◆発表のポイント
- 仏日の国際協力により、世界を代表する高強度レーザー施設を相補的に使った実験を行いました。
- 水を主成分とする惑星模擬試料をレーザーで圧縮したところ、光を反射する金属状態になりました。また、試料が炭素を含む場合に反射率が上昇することがわかりました。
- 天王星や海王星の強い磁場は、このような金属的な流体中の電流が起源だと考えられます。

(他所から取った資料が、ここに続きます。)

PR #541, opened 2023-02-09
fix: resolve homedir when loading external rules

### LINKED ISSUE #529: external-rule-dir flag fails when combining = syntax with ~ path
## Description

When loading a custom rule, the `--external-rule-dir` flag fails and throws an error for the following:

```bash
go run cmd/curio/main.go scan ~/_dev/bearer/bear-publishing/ --external-rule-dir=~/_dev/bearer/curio-rules
```
Resulting in this error:
```
Error: error loading external rules from ~/_dev/bearer/curio-rules: stat ~/_dev/bearer/curio-rules/.: no such file or directory
error loading external rules from ~/_dev/bearer/curio-rules: stat ~/_dev/bearer/curio-rules/.: no such file or directory
exit status 1
```

But does not fail for this command:
```bash
go run cmd/curio/main.go scan ~/_dev/bearer/bear-publishing/ --external-rule-dir=/Users/markmichon/_dev/bearer/curio-rules
```

And does not fail for this command:
```bash
go run cmd/curio/main.go scan ~/_dev/bearer/bear-publishing/ --external-rule-dir ~/_dev/bearer/curio-rules
```

This leads me to think the combination of `--external-rule-dir=` syntax (equal syntax) along with the tilde(~) is the root of the problem. Not sure if this is a limitation of = syntax, or a bug.

## Your Environment

- Version used: Main
- Target codebase stack (e.g. Ruby): ruby
- Operating System and version: macos venture 13.1

gotbadger:
## Description
- When using `--external-rule-dir=~/my-rule-dir` the path is not expanded by the shell and is passed literally to the application. This PR expands out `~` to give the full path again in this situation
- Added debug for loading external rules so users can check they are being loaded at application startup

## Related
- Close #529 

## Checklist

### DIFF
--- a/pkg/commands/process/settings/rules.go
+++ b/pkg/commands/process/settings/rules.go
@@ -8,6 +8,7 @@ import (
 	"strings"
 
 	"github.com/bearer/curio/pkg/flag"
+	"github.com/rs/zerolog/log"
 	"golang.org/x/exp/maps"
 	"gopkg.in/yaml.v3"
 )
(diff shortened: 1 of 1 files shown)


didroe (commented):
I'm not sure about this change. I feel like we should let the shell deal with expanding the path.

eg. you could just call it like this and it would work:

```sh
$ curio scan --external-rule-dir ~/my-rule-dir ...
```

cfabianski (approved):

太陽系の惑星のうち最も外側にある天王星と海王星は、水を主な成分としており、そこに炭素や窒素を含む分子(メタンやアンモニア)が少し混じっていると考えられています。これらの惑星は、地球の数十倍の強さの磁場をつくる源を内部に持っていますが、その発生のメカニズムは大きな謎でした。岡山大学惑星物質研究所の奥地拓生准教授、大阪大学大学院工学研究科の尾崎典雅准教授らの研究グループは、仏日を代表する二つの高強度レーザー施設を相補的に使って、この謎を解くための実験を行いました。実験では、水を主成分として、炭素や窒素を含む三種類の液体を混合した試料を、レーザーを使って強く圧縮しました。この手法で300万気圧に達する惑星内部の圧力をうまく発生できるのですが、それはナノ秒という短い時間しか維持されません。独自の計測技術により、液体試料の性質をこの短時間のうちに計測したところ、それらは光を反射する金属の状態になっていました。また、炭素を含む場合に反射率は顕著に上昇しました。この結果から、惑星内部にある磁場の源が“金属の水”に流れる電流であり、そこに含まれるメタンが分解して生成した炭素イオンが水の性質に影響を与えていることがわかりました。
本研究成果は7月12日英国時間午前10時(日本時間12日午後6時)に、英国の学術誌「Scientific Reports」のOnline Publication として掲載されます。